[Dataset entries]
━━━━━━━━━━

PR #1123, opened 2019-06-13
Add codecov config

henryre:
See title. Used https://github.com/codecov/example-python as a guide

**Test plan**
Manual verification of Travis and codecov

### DIFF
--- a/.coveragerc
+++ b/.coveragerc
@@ -1,0 +1,14 @@
+[run]
+branch = True
+source = snorkel
+
+[report]
+exclude_lines =
+    pragma: no cover
+    raise NotImplementedError
+    if __name__ == .__main__.:
+    def __repr__
+ignore_errors = True
+omit =
+    tests/*
+    tutorials/*
--- a/.travis.yml
+++ b/.travis.yml
@@ -22,6 +22,7 @@ jobs:
 install:
   - pip install -U pip setuptools
   - pip install -U tox==3.12.0
+  - pip install -U codecov
   - tox --notest
 
 script:
--- a/.travis.yml
+++ b/.travis.yml
@@ -10,19 +10,22 @@ cache: pip
 dist: xenial
 
 env:
-  TOXENV=py,check,type
+  TOXENV=py,check,type,coverage
 
 jobs:
   include:
-  - name: "Tests: python3.6"
-    python: 3.6
-  - name: "Tests: python3.7"
-    python: 3.7
+    - name: "Tests: python3.6"
+      python: 3.6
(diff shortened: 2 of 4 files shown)


.travis.yml
```diff
@@ -10,19 +10,23 @@ cache: pip
...
+    - name: "Tests: python3.7"
+      python: 3.7
 
 install:
-- pip install -U pip setuptools
-- pip install -U tox==3.12.0
-- tox --notest
+  - pip install -U pip setuptools
+  - pip install -U tox==3.12.0
+  - pip install -U codecov
```
ajratner: Can we run codecov within tox https://github.com/codecov/example-python#testing-with-tox?

tox.ini
```diff
@@ -23,9 +23,14 @@ commands =
 [testenv:type]
 description = run static type checking
 basepython = python3
-usedevelop = True
 commands = mypy -p snorkel
 
+[testenv:coverage]
```
ajratner: Note (earlier in file): typo line 12

.coveragerc
```diff
@@ -0,0 +1,14 @@
...
+branch = True
+source = snorkel
+
+[report]
+exclude_lines =
+    pragma: no cover
+    raise NotImplementedError
+    if __name__ == .__main__.:
+    def __repr__
+ignore_errors = True
```
ajratner: ?

tox.ini
ajratner: what kind of coverage tests are these?  Redundant with codecov?

henryre: Not a typo: https://tox.readthedocs.io/en/latest/example/basic.html#depending-on-requirements-txt-or-defining-constraints

henryre: This command (`pytest --cov=...`) generates the `.coverage` file. The command `codecov` just looks for a file called `.coverage` and uploads it. See https://github.com/codecov/example-python/blob/master/.travis.yml

.travis.yml
henryre: Yes, but there's really no reason to. The only place we'd ever run `codecov` is Travis, so I'd prefer to keep it isolated to that environment (as opposed to putting the dep in `requirements-dev.txt` and adding possibly confusing env in `tox.ini`)

.coveragerc
henryre: This is the generic .coveragerc suggested by codecov: https://gist.github.com/codecov-io/bf15bde2c7db1a011b6e

.travis.yml
ajratner: Okay makes sense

━━━━━━━━━━

» PROBLEM STATEMENT
Every record must be set down again exactly.

» COMPLETED TASK
PR #1123, opened 2019-06-13
Add codecov config

henryre:
See title. Used https://github.com/codecov/example-python as a guide

**Test plan**
Manual verification of Travis and codecov

### DIFF
--- a/.coveragerc
+++ b/.coveragerc
@@ -1,0 +1,14 @@
+[run]
+branch = True
+source = snorkel
+
+[report]
+exclude_lines =
+    pragma: no cover
+    raise NotImplementedError
+    if __name__ == .__main__.:
+    def __repr__
+ignore_errors = True
+omit =
+    tests/*
+    tutorials/*
--- a/.travis.yml
+++ b/.travis.yml
@@ -22,6 +22,7 @@ jobs:
 install:
   - pip install -U pip setuptools
   - pip install -U tox==3.12.0
+  - pip install -U codecov
   - tox --notest
 
 script:
--- a/.travis.yml
+++ b/.travis.yml
@@ -10,19 +10,22 @@ cache: pip
 dist: xenial
 
 env:
-  TOXENV=py,check,type
+  TOXENV=py,check,type,coverage
 
 jobs:
   include:
-  - name: "Tests: python3.6"
-    python: 3.6
-  - name: "Tests: python3.7"
-    python: 3.7
+    - name: "Tests: python3.6"
+      python: 3.6
(diff shortened: 2 of 4 files shown)


.travis.yml
```diff
@@ -10,19 +10,23 @@ cache: pip
...
+    - name: "Tests: python3.7"
+      python: 3.7
 
 install:
-- pip install -U pip setuptools
-- pip install -U tox==3.12.0
-- tox --notest
+  - pip install -U pip setuptools
+  - pip install -U tox==3.12.0
+  - pip install -U codecov
```
ajratner: Can we run codecov within tox https://github.com/codecov/example-python#testing-with-tox?

tox.ini
```diff
@@ -23,9 +23,14 @@ commands =
 [testenv:type]
 description = run static type checking
 basepython = python3
-usedevelop = True
 commands = mypy -p snorkel
 
+[testenv:coverage]
```
ajratner: Note (earlier in file): typo line 12

.coveragerc
```diff
@@ -0,0 +1,14 @@
...
+branch = True
+source = snorkel
+
+[report]
+exclude_lines =
+    pragma: no cover
+    raise NotImplementedError
+    if __name__ == .__main__.:
+    def __repr__
+ignore_errors = True
```
ajratner: ?

tox.ini
ajratner: what kind of coverage tests are these?  Redundant with codecov?

henryre: Not a typo: https://tox.readthedocs.io/en/latest/example/basic.html#depending-on-requirements-txt-or-defining-constraints

henryre: This command (`pytest --cov=...`) generates the `.coverage` file. The command `codecov` just looks for a file called `.coverage` and uploads it. See https://github.com/codecov/example-python/blob/master/.travis.yml

.travis.yml
henryre: Yes, but there's really no reason to. The only place we'd ever run `codecov` is Travis, so I'd prefer to keep it isolated to that environment (as opposed to putting the dep in `requirements-dev.txt` and adding possibly confusing env in `tox.ini`)

.coveragerc
henryre: This is the generic .coveragerc suggested by codecov: https://gist.github.com/codecov-io/bf15bde2c7db1a011b6e

.travis.yml
ajratner: Okay makes sense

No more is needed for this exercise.